Just when you thought it couldn’t get any worse for the manufacturer of Excedrin, it has.
In a newly-released inspection report, the Food and Drug Administration found that Novartis repeatedly failed to take adequate steps to investigate or correct problems at its troubled Lincoln, Nebraska plant.
If that sounds like déjà vu all over again, it’s because it is.
An earlier FDA inspection in 2011 found that Novartis failed to adequately investigate hundreds of consumer complaints of foreign products found in bottles of Excedrin and other over-the-counter medications produced at Lincoln. The plant was eventually shutdown to correct manufacturing problems, leading to shortages of Excedrin products around the world.
After several missteps and millions of dollars spent re-tooling the plant, Novartis slowly re-launched Excedrin Migraine in November, 2012, followed by Excedrin Extra Strength in January of this year.
Last week, Novartis (NYSE: NVS) said it would it “simplify” operations at the plant by eliminating 300 jobs, or 40% of the workforce.

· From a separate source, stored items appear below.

PR #119, opened 2021-09-28
Add a storage class and persistent volume and docs

joelhoisko:
## Summary

Adds a persistent volume and storage class files for the local cluster development. They are called `managed-premium` so as to mock Azure's [`managed-premium`](https://docs.microsoft.com/en-us/azure/aks/concepts-storage#storage-classes) storage class that we use. This persistent volume is mounted on k3d cluster creation to `/tmp/k3dvolume`.

This is so that we can have persistence in our local cluster. Related to platform-api PR https://github.com/dolittle/platform-api/pull/36

### Added

- `managed-premium` storage class and persistent volume
- Docs on how to apply these during cluster bootstrapping

### DIFF
--- a/Environment/k3d/k8s/persistent-volume.yml
+++ b/Environment/k3d/k8s/persistent-volume.yml
@@ -1,0 +1,14 @@
+apiVersion: v1
+kind: PersistentVolume
+metadata:
+  name: managed-premium
+  labels:
+    type: local
+spec:
+  storageClassName: managed-premium
+  capacity:
+    storage: 10Gi
+  accessModes:
+    - ReadWriteOnce
+  hostPath:
+    path: "/tmp/k3dvolume"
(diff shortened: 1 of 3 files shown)


Environment/k3d/k8s/persistent-volume.yml
```diff
@@ -0,0 +1,14 @@
+apiVersion: v1
+kind: PersistentVolume
+metadata:
+  name: managed-premium
+  labels:
+    type: local
+spec:
+  storageClassName: managed-premium
+  capacity:
+    storage: 10Gi
```
joelhoisko, line 10: See https://github.com/dolittle/platform-api/pull/36/files#r717593678 about the size

joelhoisko:
@freshteapot I assume this one is also then fine to merge in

Only three products — Excedrin, Theraflu and Sentinel painkiller for pets — would be manufactured there. The rest of the product line would be shifted to third-party manufacturers.
The latest FDA inspections – made in January and February of this year – may explain why Novartis is downsizing at Lincoln.

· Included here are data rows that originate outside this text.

PR #133, opened 2021-11-04
Buttons to download credentials

freshteapot:
## Summary

- Able  to download service account credentials, making it easier to setup azure pipeline.
- Able to download container registery, making it easier to setup azure pipeline.

### DIFF
--- a/Source/SelfService/Web/api/cicd.ts
+++ b/Source/SelfService/Web/api/cicd.ts
@@ -1,0 +1,38 @@
+// Copyright (c) Dolittle. All rights reserved.
+// Licensed under the MIT license. See LICENSE file in the project root for full license information.
+import { getServerUrlPrefix } from './api';
+
+// @throws {Error}
+export async function getKubernetesServiceAccount(applicationId: string): Promise<any> {
+    const url = `${getServerUrlPrefix()}/application/${applicationId}/cicd/credentials/service-account`;
+
+    const response = await fetch(url, {
+        method: 'GET',
+        mode: 'cors',
+    });
+
+    if (response.status !== 200) {
+        console.error(response);
+        throw Error('Failed to service account');
+    }
+
+    return await response.json() as any;
+}
+
+// @throws {Error}
+export async function getContainerRegistry(applicationId: string): Promise<any> {
+    const url = `${getServerUrlPrefix()}/application/${applicationId}/cicd/credentials/container-registry`;
+
+    const response = await fetch(url, {
+        method: 'GET',
+        mode: 'cors',
+    });
+
+    if (response.status !== 200) {
+        console.error(response);
+        throw Error('Failed to service account');
+    }
+
+    return await response.json() as any;
+}
+
--- a/Source/SelfService/Web/api/cicd.ts
+++ b/Source/SelfService/Web/api/cicd.ts
@@ -25,7 +25,7 @@ export async function getAzureDevopsKubernetesServiceAccount(applicationId: stri
 
     if (response.status !== 200) {
         console.error(response);
-        throw Error('Failed to service account');
+        throw Error('Failed to get azure-devops service account');
     }
 
     return await response.json() as KubernetesServiceAccountCredentials;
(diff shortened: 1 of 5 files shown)


Source/SelfService/Web/documentation/container.tsx
```diff
@@ -81,6 +82,15 @@ export const DocumentationContainerScreen: React.FunctionComponent<Props> = (pro
                                     Verify access to kubernetes
                                 </a>
                             </li>
+                            <li>
+                                <a href="#" onClick={(event) => {
+                                    event.preventDefault();
+                                    const href = `/documentation/application/${applicationId}/${environment}/ci-cd/-azure-pipelines`;
```
joelhoisko, line 88:
```suggestion
                                    const href = `/documentation/application/${applicationId}/${environment}/ci-cd/azure-pipelines`;
```

Was the `-` prefix intentional? Looks a bit odd to me.

Source/SelfService/Web/documentation/container.tsx
```diff
@@ -107,6 +117,17 @@ export const DocumentationContainerScreen: React.FunctionComponent<Props> = (pro
                         <VerifyKubernetesAccess {...docProps} />
                     </Route>
 
+                    <Route exact path="/documentation/application/:applicationId/:environment/ci-cd/-azure-pipelines">
```
joelhoisko, line 120:
```suggestion
                    <Route exact path="/documentation/application/:applicationId/:environment/ci-cd/azure-pipelines">
```

Same here with the `-` prefix.

Source/SelfService/Web/documentation/cicd/setupAzurePipelines.tsx
```diff
@@ -0,0 +1,58 @@
...
+                const data = await getKubernetesServiceAccount(applicationID);
+                await navigator.clipboard.writeText(data);
+                enqueueSnackbar('Kubernetes service account copied to clipboard.');
+            } catch {
+                enqueueSnackbar('Failed to get data.', { variant: 'error' });
+            }
+        }}
+    >
+        Copy Credentials to clipboard
+    </DownloadButton>;
```
joelhoisko, line 30: The `<DownloadButton>`'s look a bit weird as you're just copying credentials, but I also know that mui v4 icons don't have the nice copy icon yet. In the future we should make a `<CopyButton>` for this. Just pointing this out as a paper trail https://app.asana.com/0/1200181647276434/1201312046888451

joelhoisko (changes requested):
Thinking about this, the information here is not specific to Azure Pipelines at all so maybe we could just call it something like "CI/CD Credentials" or something.

On the other hand, content is king and when we get something a bit nicer we can do some renaming.

Otherwise LGTM, just a small point about the URL.

Source/SelfService/Web/api/cicd.ts
```diff
@@ -0,0 +1,38 @@
...
+        method: 'GET',
+        mode: 'cors',
+    });
+
+    if (response.status !== 200) {
+        console.error(response);
+        throw Error('Failed to service account');
+    }
+
+    return await response.json() as any;
```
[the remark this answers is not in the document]
freshteapot: I have changed this to use a type not any, for both (you see it in my latest commit)

At least on my vscode, my opting to await is throwing errors when I remove the casting.
So I have kept it.

Source/SelfService/Web/documentation/container.tsx
freshteapot: Fixed, good spot.

Source/SelfService/Web/documentation/cicd/setupAzurePipelines.tsx
freshteapot: Changed to ButtonText.

Source/SelfService/Web/documentation/container.tsx
freshteapot: Fixed, good spot.

Source/SelfService/Web/api/cicd.ts
```diff
@@ -0,0 +1,38 @@
...
```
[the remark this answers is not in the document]
freshteapot: I have changed this to use a type not any, for both (you see it in my latest commit)

At least on my vscode, my opting to await is throwing errors when I remove the casting.
So I have kept it.

joelhoisko (approved):
👍

joelhoisko:
Also I already marked our conversation about the `as any` stuff as resolved, but here's a nice example explaining the some of the difference between the return type annotation vs using the `as type` stuff. https://stackoverflow.com/a/61386586/5806412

FDA inspectors randomly investigated nine customer complaints (out of 1,066 cases) that had already been addressed by the plant’s newly formed quality control unit. They found that in all nine cases the company failed to take adequate steps to address manufacturing problems.
Among those observations:
- Investigations of an unexplained discrepancy did not extend to other batches of the same drug product and other products that may have had the same problem.
- Written records of investigations did not always include the quality control units’ conclusions and follow ups.
- The responsibilities and procedures of the quality control unit were not fully followed.
- Storage systems did not provide adequate protection against deterioration or contamination of drug products.
“These examples are significant because the investigations were recently closed and are indicative of how your firm currently handles consumer complaints,” the FDA inspectors wrote. “Your quality unit has failed in the responsibility and authority to monitor quality systems designed to assure the quality of drug products manufactured and packaged at your firm.”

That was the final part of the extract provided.